The integration with Python and R is listed as one of the key features of KNIME Analytics Platform enabling good workflow development. “The ability to combine Python or R with KNIME is very powerful. For a lot of things I’m doing, I use R and Python code. With KNIME, it’s possible to use existing approaches, tools, or algorithms and to combine them,” comments Yousef.
Finally, Bristow reports that components are also a winning factor for KNIME Analytics Platform: “The ability to abstract segments and processes of your workflow into a component. That helps you focus on what you are doing instead of what you are writing.”
KNIME Business Hub for Production
KNIME Business Hub is our commercial project designed for enterprises to facilitate and accelerate their productionization process. In comparison to individuals working on data science projects, orgnaizations need a reliable and robust process to support the production queue.
Here is how Vijaykrishna explains it:
“How to automatically trigger the workflows and how to set things up? This is where KNIME [Business Hub] becomes really valuable, as you can schedule jobs. For example, this dashboard here is what the end user would see without having to work through the workflows behind it. For someone at the business side, this is all that person needs to see.”
How can a single data professional convince upper management that they need KNIME Business Hub to support their processes? This is what Vijaykrishna suggests:
“Create a tricky business case and solve the problem using KNIME. Show them, for example, the KNIME WebPortal so they see the benefits of it without requiring KNIME knowledge per se.”
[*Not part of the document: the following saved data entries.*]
PR #120, opened 2018-01-18
Added phil scoping and CS model to mpi merging

mlxd:
Enabling client-server mode in dev_mpi_cluster_two_merge.py is enabled using the PHIL params `mpi.cs=True`

Additionally, logging the MPI timings is enabled with `mpi.logging=True`
The logging statements are of the format '~<Unique string> START/END RANK=<RANK> TIME=<Unix time>;'  where the tilde and semicolon are used to help clean up the messages when post-parsing the output.

### DIFF
--- a/xfel/merging/command_line/dev_mpi_cluster_two_merge.py
+++ b/xfel/merging/command_line/dev_mpi_cluster_two_merge.py
@@ -1,8 +1,10 @@
 # LIBTBX_SET_DISPATCHER_NAME dev.mpi.cluster_two_merge
 from __future__ import division
 import sys,time
+from libtbx.utils import Usage
 
 from xfel.command_line.cxi_merge import scaling_manager as scaling_manager_base
+
 class scaling_manager_mpi(scaling_manager_base):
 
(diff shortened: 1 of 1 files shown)


nksauter:
Review comments from Nick:
1) Please run libtbx.find_clutter
2) In an effort to become future proof, please "from future import print_function"
3) If dev_mpi_cluster_two_merge_cs.py is no longer needed, then perhaps it could be removed as part of the pull request?
4) The initialize() method seems to duplicate code that was in the parent class in dev.cxi.merge.  Is there a better way to handle this without code duplication.  For example, one could inject the new phil string into the parent scope, then call the parent initialize() function.  Ask me if it is unclear how.
5) I'll review the timing statements at a later date, perhaps after the pull request is committed.
6) Please change the structure of the phil scope so that load_balancing algorithm is a choice;
mpi { load_balancing {
   .type = choice *striping cs
}}
7) Once this is done, the if statement should be made to be more self documenting:
if params.mpi.load_balancing=="cs":
   <something>
elif params.mpi.load_balancing=="striping":
   <something else>

PR #121, opened 2018-01-19
Scan varying beam

dagewa:
This branch contains changes to dxtbx to support scan-varying beam vector s0. These changes add rather than alter functionality and are expected to be safe. However, the details of serialisation in particular are tricky, so I request review from @jmp1985 to check I haven't missed anything.

### DIFF
--- a/dxtbx/model/beam.h
+++ b/dxtbx/model/beam.h
@@ -14,6 +14,7 @@
 #include <iostream>
 #include <cmath>
 #include <scitbx/vec3.h>
+#include <scitbx/array_family/shared.h>
 #include <scitbx/array_family/simple_io.h>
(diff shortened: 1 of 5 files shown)


dagewa:
Hi James, thanks for the review. I read that link and I think you're right, if `getstate` and `setstate` are defined then it is _advised_ to manually pickle `__dict__`. It isn't always necessary, but it is safer to do so for the reasons described in the section "Pitfall and Safety Guard". Because of that, the "Practical advice" states:

> * If `__getstate__` is required, include the instance's `__dict__` in the Python object that is returned.

In this case, `getstate` / `setstate` **are** required because the scan-varying s0 has to be set via a method call after construction and cannot be passed into `__init__`. So here I think the beam `__dict__` should be manually pickled.

PR #122, opened 2018-01-23
remove libtbx/pexpect.py

Anthchirp:
As far as I can tell this is not used anywhere. This seems derived from the [pypi module pexpect](https://pypi.python.org/pypi/pexpect), the installation of which should be preferred over copying the code anyway.

Luc, do you use this anywhere or can it be removed safely?


luc-j-bourhis:
This is a leftover from a dead project: you can remove it indeed.

Anthchirp:
Thank you.

PR #123, opened 2018-01-23
Fix xtc_process when reading multiple runs

elliottslaughter:
Fixes a bug where enumerating multiple runs causes events to be processed under the wrong run, because `ds.events()` returns all the events, instead of the events for a specific run.


phyy-nx:
Looks good.  Thanks!

PR #124, opened 2018-01-25
Fix MosaicCrystal(Sauter2014|Kabsch2010) warning messages

ndevenish:
The `dxtbx::model::Crystal` subclasses `MosaicCrystalKabsch2010` and `MosaicCrystalSauter2014` both defined their [own](https://github.com/cctbx/cctbx_project/blob/99ffd3c3d4483e83c6466b1803775d40ce12baec/dxtbx/model/crystal.h#L1012-L1017), [extended](https://github.com/cctbx/cctbx_project/blob/99ffd3c3d4483e83c6466b1803775d40ce12baec/dxtbx/model/crystal.h#L1136-L1142) function signatures for the virtual [is_similar_to](https://github.com/cctbx/cctbx_project/blob/99ffd3c3d4483e83c6466b1803775d40ce12baec/dxtbx/model/crystal.h#L214-L218). This appears to hide the superclass implementation, breaking polymorphism, and clang indeed emits warnings for this (_"hides overloaded virtual function"_).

Integrating Your Tool of Choice with KNIME
We have also seen that one of the most attractive features of KNIME Analytics Platform is its ability to integrate with Python, R, and many other tools. According to Vijaykrishna, data scientists use KNIME for everyday work and Python for special machine learning tasks:
“Initially, we have been using proprietary software for running our scoring models. We started with SAS but the license got very costly and SAS talents in the market were getting dearer. The younger generation was using more open source software which we wanted to adapt to. So we started using Python for most of our machine learning work and SQL for all our data munging. Now we’re using KNIME for all our ETL tasks and still rely on Python for all the machine learning tasks. However, we are slowly migrating some of our machine learning work from Python to KNIME. Especially with the latest v4.6 release, we can now create nodes with Python.”
Vijay also refers to BI tools and big data scripts for more special tasks. All tools, Python, BI, and big data, can be easily incorporated into and controlled from a KNIME workflow:
“Besides KNIME and Python, we use other Business Intelligence software, predominantly PowerBI. Now that we are experimenting with increased size of data, we are looking at distributed systems. Spark looks promising because of its speed and because a KNIME Extension is available.“
No one tool fits all the needs of an AI / data science lab. Rather, an integration of a number of tools is often necessary to address different aspects of the data science applications. KNIME Analytics Platform has an open architecture, which allows for seamless integration of data sources as well as external tools, like Python, R, and many reporting tools.
Combining Talent & Tool for a Successful AI Strategy
There are two main factors in a successful AI strategy: human talent and the right tools. According to our data science and management experts, the former should be fostered internally before looking elsewhere, while tools should cover development and productionization whilst at the same time remaining open to integrating other external tools.